The special Laurent coefficient sought is also the value of the path integral $\oint_C f(z) dz$ taken over a large contour $C$. Thus it is clear that translation of the function $f(z)$ has no affect on the value of the Laurent coefficient.
The direct calculation of that one special Laurent coefficient involves finding the third-order expansion of $P(z)$ at infinity. The calculation can be simplified somewhat by noting that the substitution $z=2\zeta+1$ converts $z(z-1)$ to the more symmetric form $4(\zeta^2-1)$, which is an even function of $\zeta$.
This symmetrization simplifies the direct computation of the Laurent expansion of $(4\zeta^2-1) P$ because we only need to know the odd terms in the expansion of $P$ in the variable $\zeta$,and only up to order three. That cuts the book-keeping burden in half!

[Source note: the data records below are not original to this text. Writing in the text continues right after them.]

PR #495, opened 2019-07-22
Handle forced pushed commits

### LINKED ISSUE #319: Handle Force Pushed Repository
**Describe the bug**
We keep track of releases based off of commits. When a user force pushes the project they are working on, it rewrites commits.

[] 1. Find a way to deal with commits that no longer exist
[] 2. Find a way to pull down changes in gitsync without choking on force pushed branch

davechan813:
Fix #319. Compare feature lists with the latest commits list pulled from Github. Add in `redeployable` and `redeployableMessage` fields. Add `notFoundSince` to record the time when the feature is not found.


plugins/gitsync/gitsync.go
```diff
@@ -220,9 +220,9 @@ func (x *GitSync) Process(e transistor.Event) error {
 
 			_commits = append(_commits, c)
 
-			if c.Hash == payload.From {
-				break
-			}
+			// if c.Hash == payload.From {
```
amoskyler: Why is this commented out? It should be deleted if it is not needed.

plugins/events.go
```diff
@@ -137,12 +137,13 @@ type GitSync struct {
...
-	User       string    `json:"user"`
-	Message    string    `json:"message"`
-	Created    time.Time `json:"created"`
+	ID            string    `json:"id"`
+	Hash          string    `json:"hash"`
+	ParentHash    string    `json:"parentHash"`
+	User          string    `json:"user"`
+	Message       string    `json:"message"`
+	Created       time.Time `json:"created"`
+	NotFoundSince time.Time `json:"notFoundSince"`
```
amoskyler: What does this property represent?

plugins/codeamp/gitsync_handler.go
```diff
@@ -167,6 +169,43 @@ func (x *CodeAmp) GitSyncEventHandler(e transistor.Event) error {
...
+				"project_id": project.ID,
+			})
+			return nil
+		}
+
+		// handle forced push commits
+		for _, feature := range features {
+			hash := feature.Hash
+			found := false
+			for _, commit := range payload.Commits {
```
amoskyler: Obviously performance won't be _too_ bad here, but what do you think about creating a `map[string]Commit` hash outside the features loop, so we can get O(1) lookups instead of looping through payload.Commits on every feature?

plugins/codeamp/gitsync_handler.go
```diff
@@ -167,6 +169,43 @@ func (x *CodeAmp) GitSyncEventHandler(e transistor.Event) error {
...
+				if commit.Hash == hash {
+					found = true
+				}
+			}
+			if !found {
```
amoskyler: Does payload.Commits hold every single commit in the tree for this commit? Based on the logic in gitsync it seems that it may only hold 50 of the commits.

gitsync.go#L174 
```
output, err = x.git(env, "-C", repoPath, "log", "--first-parent", "--date=iso-strict", "-n", "50", "--pretty=format:%H#@#%P#@#%s#@#%cN#@#%cd", git.Branch)
```

plugins/gitsync/gitsync.go
davechan813: Yes, should be deleted

plugins/events.go
davechan813: `NotSinceFor` means the time when this particular feature cannot be found in the latest github commits sync

plugins/codeamp/gitsync_handler.go
davechan813: sure, done

plugins/codeamp/db/paginator.go
```diff
@@ -163,7 +163,7 @@ func (r *FeatureListResolver) Entries() ([]*FeatureResolver, error) {
 	var results []*FeatureResolver
 
 	limit, offset := GetPaginatorLimitAndOffset(r.PaginatorInput)
-	err := r.DB.Order("created desc").Limit(limit).Offset(offset).Find(&rows).Error
+	err := r.DB.Where("not_found_since IS NULL").Order("created desc").Limit(limit).Offset(offset).Find(&rows).Error
```
davechan813: When querying features and sending to frontend, only send features that is not missing

plugins/codeamp/db/release.go
```diff
@@ -167,3 +167,13 @@ func (r *ReleaseResolver) Environment() (*EnvironmentResolver, error) {
...
 }
+
+// Redeployable
+func (r *ReleaseResolver) Redeployable() bool {
+	return r.Release.Redeployable
+}
+
+// RedeployableMessage
+func (r *ReleaseResolver) RedeployableMessage() string {
+	return r.Release.RedeployableMessage
```
davechan813: If a release is related to a missing feature, the `Redeloyable` field will be set to false

plugins/codeamp/gitsync_handler.go
```diff
@@ -167,6 +169,45 @@ func (x *CodeAmp) GitSyncEventHandler(e transistor.Event) error {
...
 		}
 
+		// put payload commits' hash in a map for quicker query below
+		payloadCommits := make(map[string]bool)
+		for _, commit := range payload.Commits {
+			payloadCommits[commit.Hash] = true
+		}
+
+		// limit the features array to 50, becaues payload.Commits is also of max length 50
+		if x.DB.Where("project_id = ? AND ref = ? AND not_found_since IS NULL", project.ID, fmt.Sprintf("refs/heads/%s", payload.Git.Branch)).Order("created desc").Limit(50).Find(&features).RecordNotFound() {
```
davechan813: When querying features list from DB, only query those on the same `ref` and can be found

plugins/codeamp/gitsync_handler.go
```diff
@@ -167,6 +169,45 @@ func (x *CodeAmp) GitSyncEventHandler(e transistor.Event) error {
...
+				"project_id": project.ID,
+			})
+			return nil
+		}
+
+		// handle forced push commits
+		for _, feature := range features {
+
+			// set NotFoundSince for the unfound feature
+			if _, ok := payloadCommits[feature.Hash]; !ok {
```
davechan813: If cannot found from the hash map

plugins/codeamp/graphql/feature.go
```diff
@@ -52,6 +53,14 @@ func (r *FeatureResolver) Created() graphql.Time {
...
 }
 
+// NotFoundSince
+func (r *FeatureResolver) NotFoundSince() graphql.Time {
+	if r.DBFeatureResolver.Feature.NotFoundSince == nil {
+		return graphql.Time{Time: time.Time{}}
+	}
+	return graphql.Time{Time: *r.DBFeatureResolver.Feature.NotFoundSince}
+}
+
```
davechan813: Change the type of time to `pointer` so that it can have null value. If pointer is `nil`, return a zero time value.

plugins/gitsync/gitsync.go
```diff
@@ -219,10 +219,6 @@ func (x *GitSync) Process(e transistor.Event) error {
 			c.Ref = fmt.Sprintf("refs/heads/%s", payload.Git.Branch)
 
 			_commits = append(_commits, c)
-
-			if c.Hash == payload.From {
-				break
-			}
```
davechan813: remove these lines so that the payload pulled from github will be complete, instead of just the part after last time pull, which is `payload.From`

plugins/codeamp/gitsync_handler.go
davechan813: good idea, changed

plugins/codeamp/db/paginator.go
davechan813: Yes. I release the feature `Add postgres ...`, then I removed it by `rebase`. The `release` page still looks fine.

Screen Shot 2019-08-05 at 3 40 07 PM
Screen Shot 2019-08-05 at 3 40 11 PM

PR #496, opened 2019-08-14
Check for pod restarts on deploy

aballman:
* Allows a budget of 1/4 of the pods requested worth of restarts before marking the build as failed.


plugins/kubernetes/deployment.go
```diff
@@ -1013,12 +1031,23 @@ func (x *Kubernetes) waitForDeploymentSuccess(clientset kubernetes.Interface,
 						continue
 					}
 
+					totalPodsForDeployment := len(allPods.Items)
+					totalPodRestarts := 0
+
+					allowedPodRestartsRatio := 0.25
```
drshrey: Can we have a comment for this? Why 0.25?

PR #498, opened 2019-09-10
Add machinebox/graphql dependency in vendor/

drshrey:
This dependency is being used within the Drone plugin to make requests to the CodeAmp API in order to get information about the environments a feature has been deployed into.


aballman:
Thanks for splitting this into a separate PR. Can you add a short description as to what this is used for? For Drone?

PR #506, opened 2019-10-30
Admins can see protected variables

aballman:
* Admins can see protected variables


plugins/codeamp/db/secret.go
```diff
@@ -19,7 +20,9 @@ func (r *SecretResolver) IsSecret() bool {
 // Value
 func (r *SecretResolver) Value() string {
 	if r.IsSecret() {
```
drshrey: Could we simplify to `if r.isSecret() && !r.isAdmin` vs. doing it nested?

PR #508, opened 2019-12-19
Bug fix for gokong/routes file. Add to upstream maybe?

aballman:
Fixes GoKong library when Listing Routes.
Seems to be a problem when interacting with Kong v1.0 with this version of the library.

Only seemed to break once we hit the pagination limit then got stuck in an infinite loop! :(


aballman:
Turns out just using the wrong version of this lib with kongv1 :(

PR #509, opened 2020-01-16
Add env vars for DataDog AMP

codeshrew:


plugins/kubernetes/deployment.go
```diff
@@ -852,6 +879,33 @@ func (x *Kubernetes) deployServices(clientset kubernetes.Interface,
...
+				Name: "DATADOG_TRACE_AGENT_HOSTNAME",
+				ValueFrom: &v1.EnvVarSource{
+					FieldRef: &v1.ObjectFieldSelector{
+						APIVersion: "v1",
+						FieldPath:  "spec.nodeName",
+					},
+				},
+			},
+			v1.EnvVar{
+				Name: "DD_AGENT_HOST",
```
drshrey: What's the difference between this and the HoSTNAME variable?

codeshrew: `DATADOG_TRACE_AGENT_HOSTNAME` and `STATSD_URL` are hardcoded into the applications, we're overriding them to make sure the old value doesn't remain.

`DD_AGENT_HOST` is the correct one https://docs.datadoghq.com/agent/docker/apm and is our new default going forward. It is also hardcoded in some of the applications, and so we are forcing it to the correct settings.

PR #520, opened 2020-04-01
Prevent deleting all services 

aballman:
Prevent deleteServices mutation from deleting all services if no ID or invalid ID is provided


itsmeniko:
looks good to me, but I do not have complete awareness of all the moving parts in the codeamp codebase. The changes included seem to address the bug we saw today, though! :tada:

Writing $w=\zeta^{-1}$, and expanding $P$ as a Taylor series about $w=0$ we see that each $g_j= (1 + c_j w^2 + d_j w^3)$ lacks first powers of $w$ in its Taylor expansion. Thus up to third order, the odd terms in the Taylor expansion of $ \Pi_j g_j$ is simply $(\sum_j d_j ) w^3$.
More explicitly each factor expands to third order as $g=(1-\frac{ w}{1-rw})(1+ \frac{w}{1+sw}) = (1- w - r w^2 - r^2 w^3)(1+ w -sw^2 +s^2 w^3)$
$ =1+ \ldots + [(s^2-r^2) +(s-r)]w^3$.